Sabtu, 25 April 2009

Pernyataan KH Ahmad Rifa'i Kepada Penghulu

Pernikahan adalah sesuatu yang sakral, suci dan bernilai ibadah. Oleh sebab itu, menjalankan pernikahan haruslah mengetahui tata cara serta syarat rukunnya terlebih dahulu, tanpanya maka pernikahan tersebut tidak sah,jika ternyata dalam prakteknya sesuai dengan ajaran Nabi ( syarat dan rukunnya terpenuhi ) maka pelaksanaan pernikahan tersebut hukumnya Haram yang dalam bahasa KH Ahmad Rifa'i disebut Haram Syuru'.Anehnya sang penghulu yang nota benenya adalah para Sarjana Syariahpun terkesan asal-asalan dalam menikahkannya terutama yang menyangkut masalah penetapan saksi yang disyaratkan Adil sebagaimana sabda Nabi :" La Nikaha Illa Bi waliyyin wa Syahidaiyil aadil ( tidak sah nikahnya kecuali dengan wali dan dua saksi yang adil ). Dengan alasan harus menikahkan di banyak tempat, maka sang petugas inipun kadang tidak mengindahkan lagi aturan-aturan Hukum Islam. Padahal seorang ulama' kharismatik Abad XIX KH Ahmad Rifa'i telah menyampaikan kritiknya yang cukup tajam kepada para Qadhi atapun penghulu dalam Kitab Tabyiinal Ishlah, beliau berkata dengan sangat lantang."

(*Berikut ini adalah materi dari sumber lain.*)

PR #474, opened 2025-10-01
Eng 898 create database query functions for base dg queries

maparent:
Base database functions for dg queries. (WIP)

## Summary by CodeRabbit

- New Features
  - Expanded concept querying with filters for author, relation type, related node type, and specific related nodes.
  - Ability to fetch related concepts/relations; concept results now include schema_id.
- Database
  - Added relation access functions to traverse from a concept to its relations and vice versa.
- Tests
  - Introduced comprehensive BDD scenarios covering concept upsert and complex queries.
  - Added authenticated steps for querying nodes and upserting accounts within a space.
- Refactor
  - Streamlined test login/setup and query composition to support advanced filtering.


maparent:
@coderabbit review

packages/database/features/step-definitions/stepdefs.ts
```diff
@@ -3,6 +3,7 @@ import { Given, When, Then, world, type DataTable } from "@cucumber/cucumber";
 import { createClient } from "@supabase/supabase-js";
```
mdroidian, line 4: This file has quite a few lints.  Would love it if we could clean them up or disable them if they do not intend to be fixed.

packages/database/src/lib/queries.ts
```diff
@@ -58,24 +64,88 @@ const composeQuery = ({
   conceptFields = ["id", "name", "space_id"],
```
mdroidian: Same issue with this file as with `stepdefs.ts`  
This file has quite a few lints. Let's take some time to clean the lints up.

If we need to add additional rules, please suggestion them.
If they are unfixable, add the appropriate comments to disable them.

packages/database/features/contentAccess.feature
```diff
@@ -17,7 +17,7 @@ Feature: Content access
     And the user user3 opens the Roam plugin in space s1
     And the user user3 opens the Roam plugin in space s2
     And Document are added to the database:
-      | @id | _space_id | source_local_id | _author_id | created    | last_modified |
+      | $id | _space_id | source_local_id | _author_id | created    | last_modified |
```
mdroidian, line 20: Looks like this didn't get prettier formatted.  It is helpful to keep up the format with each pr/change because when it is missed it adds a lot of noise to the subsequent pr that applies it.

mdroidian: Actually it looks like this is the case with most of the files in this PR.

Please go through and ensure each file is formatted.

mdroidian (changes requested):
Ok, there's a lot going on here.  I've made this as `Request changes` just so it gets back to you and tagged in linear when re-requested for review.

Could you help me understand what the purpose of this PR is?

I see the title "create database query functions for base dg queries" and in the linear ticket there is a comment with list of 7 queries.  Yet in this PR I do not see any new queries nor any reference to how these changes are related or meant to apply to those 7 queries.

Is this just the base and specific queries will be created in the future?  If so, is there an additional linear ticket for that?  Or are the dev's supposed to use this base query and be able to construct all 7 required queries when they need to use them?  Is documentation on these additional parameters forthcoming?

If it is the case that this base query is to be used by other dev's to construct a query, could you give some examples of what that would look like for a few examples:
- discourse context: query all nodes in any relation with node x, and the relation label
- query all discourse nodes of type x
- query all discourse relations containing specific discourse node x

packages/database/features/step-definitions/stepdefs.ts
maparent: Did clean up.

packages/database/features/contentAccess.feature
maparent: Ok, I have to look into why prettier is not auto-applied.
In the case of the feature files, the zed formatter for gerkhin (the cucumber .feature file format) fights with prettier, and wants to right-align dates, which is... annoying but not wrong?
I will leave that part as-is for now to avoid churn.
But did apply prettier elsewhere.

maparent:
As to your main comment:
The examples for the requested queries are in the queryConcept.feature file.
There are a few combinations of factors that require inferring from the examples in the files, but each individual factor is represented. We can discuss later today.

packages/database/features/contentAccess.feature
mdroidian: Prettier should be applied on save.
When is the zed formatter for gerkhin applied?  If it is also applied on save, I would try to turn it off so we can have a single primary formatter across all files.

maparent: Yes, I'll have to dig into zed configurations. Trying to punt this.

maparent: got zed to auto-prettify ts files, which is good. It's still unwilling to use prettier on gherkin.

mdroidian: Do you need to add something like this to zed's settings file?<br>[https://www.npmjs.com/package/prettier-plugin-gherkin/v/0.0.1](https://www.npmjs.com/package/prettier-plugin-gherkin/v/0.0.1)

maparent:
@mdroidian  lmk if you feel the documentation is adequate now.

packages/database/doc/tests.md
```diff
@@ -0,0 +1,33 @@
+# Designing cucumber tests
```
mdroidian, line 1: The following files still add changes when they are saved:
- tests.md
- contentAccess.feature
- queryConcepts.feature
- README.md

Can you confirm this is the same for you?
Image

mdroidian (approved):
I still think there’s quite a bit of room for improvement from a DX perspective, but I won’t block on it.

For example — when I’m coding a component and need nodes of type x quickly, I’ll type in `getConcepts` (which already requires a small context switch), and then I’m greeted with this:

Image

At that point, I find myself asking: “Which params do I actually need to query nodes of type x?” To figure that out, I have to open `getConcepts` and read through a long block of text — sorting through relation-specific params just to find what I need. The new documentation definitely helps with this, but I still think we could simplify things quite a bit. It might make sense to split it into a few smaller, more focused queries down the road.

That said, this is totally fine as a starting point.

packages/database/doc/tests.md
maparent: Hmm... Somehow, Zed's enforced prettier settings don't agree with our prettier settings. Sigh.
Did apply prettier, will have to dig deeper into settings.

maparent:
Re the number of arguments: I understand that is not ideal to have 17 parameters, only 4 of which would be recurrent across versions, but think of the combinatorics of having small functions for any subset of the other 13!

mdroidian:
> Re the number of arguments: I understand that is not ideal to have 17 parameters, only 4 of which would be recurrent across versions, but think of the combinatorics of having small functions for any subset of the other 13!

Good point about avoiding combinatorics. I’m not advocating a pile of tiny functions—just clearer grouping and a couple of thin presets so the common queries don’t require reading the entire param wall.

This is also probably a good time to consider adding zod.

maparent:
Hmmm... I do not see the need for this but you do; I think this is worth a synchronous co-design session.
Or you could just add functions with less parameters that call the big function.
Also not sure Zod would help, but you may have something in mind that I don't see.

mdroidian:
Here's an example: https://github.com/DiscourseGraphs/discourse-graph/pull/488

Zod would help catch bad combinations.

We can discuss in the dev meeting today.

Patut dadi ghalib tumiba ing haram           #    wong dadi qadhi nasaraken ing ngawam


nikahaken bebathalan salah paham            #    iku sabab amrih ing arto dawam


Cita-citane mung arto kang di hajat           #   nikahaken tan mikir pepek syarat


ketungkul kelawan dunyo luwih kahimmat #   ikulah lakune qadhi kang wus ngadat


Kritikan ini disampaikan beliau 1,5 Abad yang lalu, namun ternyata masih sangat relevan dengan kondisi zaman sekarang, yang kenyataannya para Qadhi (baca : Penghulu ) hanya mengejar uang dan amplop semata, tanpa mengindahkan hukum-hukum syar'i yang berlaku dan tak memperdulikan sama sekali apakah nikahnya sah ataukah bathal.


Di Negara Indonesia, praktek pernikahan menjadi ajang untuk memperkaya diri bagi sebagian orang, baik itu RT, RW maupun Penghulunya. Pungutan-pungutan liar yang terjadi membuat biaya pernikahan menjadi sangat mahal dan mencekik leher bagi golongan ekonomi lemah. Tarif yang dikenakan berkisar antara 500.000 hingga 1.000.000, dan itu harus dibayarkan di muka, kalau tidak maka sang penghulu tidak akan mau datang untuk menikahkannya. hal ini mendapat kecaman dengan sangat pedas dari Guru besar warga Rifaiyyah tersebut. bahkan beliau dengan sangat tegas mengatakan Haram mengambil upah aqad nikah yang dilakukan oleh para penghulu. Beliau berkata ." Wa yahrumu 'alal haakimi tholabul ujroti 'ala 'aqdinnikaahi, wa yajuzu qobuluhu min ghairi tholabin."( haram hukumnyaatas hakim, mengambil upah atas pelaksanaan aqad nikah, dan boleh menerimanya apabila tanpa meminta ).


Pernyataan beliau ini sangat jelas, bahwa HARAM meminta upah atau menentukan biaya pernikahan atau pasang tarif untuk pelaksanaan akad nikah, namun boleh menerimanya seandainya diberi tanpa harus memintanya. Sementara itu, jika sang hakim atau qadhi atau penghulu menetapkan biaya nikah yang telah jelas keharamannya maka ia telah jatuh ke dalam lubang kefasikan. nah, bagaimana mungkin sah nikahnya seseorang, bila yang menikahkan sendiri adalah orang fasiik..???? Berhati-hatilah



Wallahu A'lam

2 komentar:

  1. Saya pikir kita harus lebih arif dalam menghukumi seseorang, karena yang menikahkan seseorang itu bukan penghulu tapi walinya. Rasul bersabda : orang yang mencela seorang yang telah beriman adalah orang fasik. Jangan-jangan tuduhan itu kembali kepada orang yang menuduhnya.

    BalasHapus
  2. Menyampaikan hukum dengan mencela itu berbeda mas broo.Yang menikahkan memang walinya, itu sepakat. yang dibahas dalam artikel diatas adalah ketika wali nikah itu diwakilkan kepada hakim.lagi pula titik pembahasan diatas adalah keharaman meminta upah atau mennetukan tarif bagi si hakim/penghulu.